* Dataset entries:
Issue #1598, opened 2021-03-11
Can we put `context.ExcludesFile` before `os.Lstat` when copyDir?


keshin:
Hi team,

We have a Jenkins job which runs two stages in parallel, 
1. stage A might delete some files under the folder defined in `.dockerignore`
2. stage B runs kaniko executor to build/push docker images with the `.dockerignore`

If a file under the ignore folder is deleted after 

https://github.com/GoogleContainerTools/kaniko/blob/eda57e5400e4cdecccb2a3d9db445e57e81a9c4f/pkg/util/fs_util.go#L591-L594

Then an error would be raise when calling `os.Lstat`, even the file is meant to be ignored.

https://github.com/GoogleContainerTools/kaniko/blob/eda57e5400e4cdecccb2a3d9db445e57e81a9c4f/pkg/util/fs_util.go#L597-L606

Questions:
1. May I know why we need to put `os.Lstat` before `context.ExcludesFile?`?
2. Is there a way that we can prevent such issue happens?

jimmy-guzman:
Just sharing that we're seeing this behavior as well in our pipelines and we also came to the same conclusion.

PR #2812, opened 2023-10-23
fix: fix COPY command error due to missing but ignored files

QuanZhang-William:
**Description**
Fixes https://github.com/GoogleContainerTools/kaniko/issues/1598.

This commit puts `context.ExcludesFile` before `os.Lstat` to avoid the `COPY` command error due to missing but ignored files.

**Submitter Checklist**

review them:

**Reviewer Notes**

**Release Notes**

```
Ignore file missing error in `COPY` command if the file is to be ignored
```

### DIFF
--- a/pkg/commands/copy_test.go
+++ b/pkg/commands/copy_test.go
@@ -20,6 +20,7 @@ import (
 	"archive/tar"
 	"fmt"
 	"io"
+	"io/fs"
 	"io/ioutil"
 	"os"
 	"path/filepath"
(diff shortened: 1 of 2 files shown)


pkg/commands/copy_test.go
```diff
@@ -461,6 +462,60 @@ func TestCopyCommand_ExecuteCommand_Extended(t *testing.T) {
...
+		}
+
+		cfg := &v1.Config{
+			Cmd:        nil,
+			Env:        []string{},
+			WorkingDir: testDir,
+		}
+
+		err = cmd.ExecuteCommand(cfg, dockerfile.NewBuildArgs([]string{}))
+		if err != nil {
```
JeromeJu, line 497: Could you help me to understand what's the error as described in #1598 could have happened without this fix?

pkg/commands/copy_test.go
```diff
@@ -461,6 +462,60 @@ func TestCopyCommand_ExecuteCommand_Extended(t *testing.T) {
...
+			expected[sf.Name()] = sf
+		}
+
+		cmd := CopyCommand{
+			cmd: &instructions.CopyCommand{
+				SourcesAndDest: instructions.SourcesAndDest{SourcePaths: []string{srcDir}, DestPath: "dest"},
+			},
+			fileContext: util.FileContext{
+				Root:          testDir,
+				ExcludedFiles: []string{filepath.Join(srcDir, "bam.txt")}},
```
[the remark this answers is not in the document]
QuanZhang-William: Good catch, fixed!

pkg/commands/copy_test.go
QuanZhang-William: Hi @JeromeJu. IIUC #1598 describes a racing condition between 2 process. Say process A 1) finds all the files to be copied; and 2) copies the files one by one. If process B kicks in and deletes some file between 1) and 2), it will throw an error. However, if the files to be copied are supposed to be ignored, it should not fail since the files will not be copied anyways. That's all swapping the 2 function calls solve the problem.

Regarding the tests, I didn't find a way to mock the race condition in unit test, so I just added a test case with ignored files. Please let me know if you have better way to test it 😁

aaron-prindle: One way of doing this is via "monkey patching" (done elsewhere in the code) where we can mock out `RemainingFiles` or `os.Lstat` to immediately delete an excluded file after processing and use this mock for a repro test.  I have done this here - https://gist.github.com/aaron-prindle/7f7fd1f43dc5c3fe4e9b14f69ecdd9e7

I don't think it is necessary for the code in this case though, I have manually tested with the above and things seem to be working.  Looks good!

aaron-prindle (approved):
LGTM!  Left one comment related to adding a test that repro's the old issue exactly.  I have manually tested with such a test and it is working as expected

pkg/commands/copy_test.go
```diff
@@ -461,6 +462,60 @@ func TestCopyCommand_ExecuteCommand_Extended(t *testing.T) {
 		}
 	})
 
+	t.Run("copy dir to another dir - with ignored files", func(t *testing.T) {
```
aaron-prindle, line 465: Thanks for adding this!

* What to work on: The expected answer is each line of the records above that includes the string "when".

* Result of the exercise:
Can we put `context.ExcludesFile` before `os.Lstat` when copyDir?
Then an error would be raise when calling `os.Lstat`, even the file is meant to be ignored.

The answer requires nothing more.